Elsewhere in Russia, a Moscow court on Tuesday convicted retired Russian military intelligence colonel Vladimir Kvachkov — a vehement pro-war figure — of discrediting the military, as the Kremlin seeks to bring nationalist pro-war critics to heel.
The 74-year-old retired colonel — who served in the military intelligence agency the GRU and who has called for a tougher approach in the war against Ukraine — told the court that Putin, Defense Minister Sergei Shoigu and Chief of the Russian General Staff Valery Gerasimov were discrediting the military, before Judge Alesya Orekhova sharply cut him off, the Russian media outlet Mediazona reported from the court.
Kvachkov was fined 40,000 rubles, about $408, reinforcing the message from Russian authorities that they will no longer will tolerate criticism of the military’s conduct of the war.
The case followed last month’s indictment of the pro-war nationalist Igor Girkin, who was detained on charges of inciting extremism over his criticism of Putin and his demands that Russia take a harsher approach in the war.
Meanwhile, in Ukraine, Russia attacked the western region of Lviv with cruise missiles in the early morning hours Tuesday, according to regional governor Maksym Kozytskyi. He said that at least 20 houses were destroyed, including one functioning as a kindergarten. Fifteen people were injured, including a 10-year-old and a 72-year-old, he said.
In Britain on Tuesday, three suspected spies for Russia who were living and working in the U.K. were charged in a major national security investigation, the BBC reported, describing them as Bulgarian nationals.

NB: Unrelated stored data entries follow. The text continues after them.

Issue #116, opened 2018-12-17
GROUPR has problems due to NaNs coming from UNRESR


whaeck:
Thomas Saller (LANL) indicated an issue with ENDF/B-VII.1 Na22 (the same evaluation was also carried over into ENDF/B-VIII.0) leading GROUPR to produce NaN cross section values. It would appear that this is independent of the sigma0 values used (both 1e+10 and 0.1 barn produce some NaN values).

An input file to illustrate the issue is attached: [na22.txt](https://github.com/njoy/NJOY2016/files/2688205/na22.txt)

Now, ENDF/B-VII.1 Na22 is a file taken over from JEF 2.2, and it has a history of issues in the unresolved resonance region (PURR for instance also generates negative or zero cross section values in the unresolved resonance region) and it would appear that the problem is related to this as well.

In the calculation method used in UNRESR, a modified cross section sigm is calculated as the sum of the background cross section, the potential scattering cross section, the interference cross section and the sigma0 value. If the background is negative (which is the case for Na22, sigb=-4.77 at 15000 eV) and the sum of the potential scattering and sigma0 value is smaller in absolute value compared to that backgound (sigma0=0.1, spot=4.05 and sint=-0.21  at 15000 eV), then the modified sigm is negative. In the example at 15 keV, sigm=-0.82.

At some point in the calculation, UNRESR will need to calculate a value beta defined as sigm divided by a factor (which is a function of the unresolved resonance parameters). At 15 keV for sigma0=0.1, beta=-1.4e-2 This value is then used later on in a square root of ( 1 + beta ) / beta. As a result, if beta is negative and the absolute value is larger than 1, than the minus sign of beta cancels out int he calculation of the square root. However, is beta is negative and the absolute value is smaller than 1, then we are taking the square root of a negative value. In the example at 15 keV, this leads to a NaN value which then propagates through to the cross section value.

In order to better diagnose this problem in the future, a message should be added to UNRESR to indicate this issue, as we have already done in PURR (where we signal negative cross sections and zero probabilities, or issues with the total cross section not summing to the sum of its components).

As a workaround, I would suggest using a different evaluation.

whaeck:
Fixed with #117

PR #117, opened 2018-12-18
Fix/unresr

whaeck:
Additional messages in UNRESR for signaling issue #116.

The changes are as follows:
- a message is issued when the background plus the potential scattering, the interference and sigma0 value are negative
- a message is issued when the beta value is within the -1 to 0 range (which causes a sqrt to return NaN) 

Questions:
- the first message could be slightly changed so that it is issued when the background plus the potential scattering and the interference are negative, regardless of the value of sigma0. In my opinion, the fact that this value is negative before adding sigma0 is an indication that the evaluation is no good whatever happens.
- the second message could be transformed into an error and that would stop the processing dead in its tracks (which degrades the behaviour from before these changes - it was silently ignored). In my opinion, the results will be inherently wrong, which would merit the use of error instead of mess.

### DIFF
--- a/src/unresr.f90
+++ b/src/unresr.f90
@@ -944,10 +944,10 @@ contains
    sigbt=sigbkg(1)+spot+sint
    do is=1,nsig0
       sigm(is)=sigbt+sig0(is)
-	  if (sigm(is).lt.zero) then
+      if (sigm(is).lt.zero) then
          call mess('unresl', 'Negative background xs in urr may cause issues',&
-		                     &'Check the evaluation')
-	  endif
+                         &'Check the evaluation')
+      endif
    enddo
    ispot=1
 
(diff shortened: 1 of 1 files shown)


src/unresr.f90
```diff
@@ -1103,6 +1110,11 @@ subroutine unresl(ee,tt,sig0,nsig0,sigbkg,sigu,arry)
                   sti=gg(5)/del(itp)
                   do is0=1,nsig0
                      beta=sigm(is0)/s0u
+					 if (beta.lt.zero.and.abs(beta).lt.one.and.noissue) then
```
jlconlin: This is some strange indenting. Can you fix it?

src/unresr.f90
```diff
@@ -1103,6 +1110,11 @@ subroutine unresl(ee,tt,sig0,nsig0,sigbkg,sigu,arry)
...
+					    call mess('unresl','Square root of negative number detected',&
```
jlconlin: I like the idea of making this an error instead of a message. **Unless** this causes too many evaluations to fail. That will really get us into trouble if suddenly we can't process our data. @kahlerac can you weigh in on this?

src/unresr.f90
whaeck: That appear to be tabs inserted by notepad++, I'll fix that

jlconlin: Get yourself a [real editor](https://www.vim.org) 😄

src/unresr.f90
kahlerac: All,
   I think an "abort" is the correct action to take, and in fact was one of the first updates I made shortly after arriving at LANL in the Fall 2006 ... see update 167 to njoy99.  But our European friends didn't like it and asked that it be reverted to a message, which was done in update 265.  Guess it can't hurt to try again!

London’s Metropolitan Police said in a statement that five people were arrested in February and that three were later charged under the Official Secrets Act with possessing “false identity documents with improper intention.”
The police did not specify what the documents were. The investigation found that the suspects were working for Russian security services and had passports, identity cards and other documents for Britain, Bulgaria, France, Italy, Spain, Croatia, Slovenia, Greece and the Czech Republic, the BBC reported.
The police identified the three people charged as Orlin Roussev, 45, Bizer Dzhambazov, 41, and Katrin Ivanova, 31. Dzhambazov and Ivanova shared the same residential address.
Ebel reported from Tunis. Karla Adam in London and Robyn Dixon in Riga, Latvia, contributed to this report.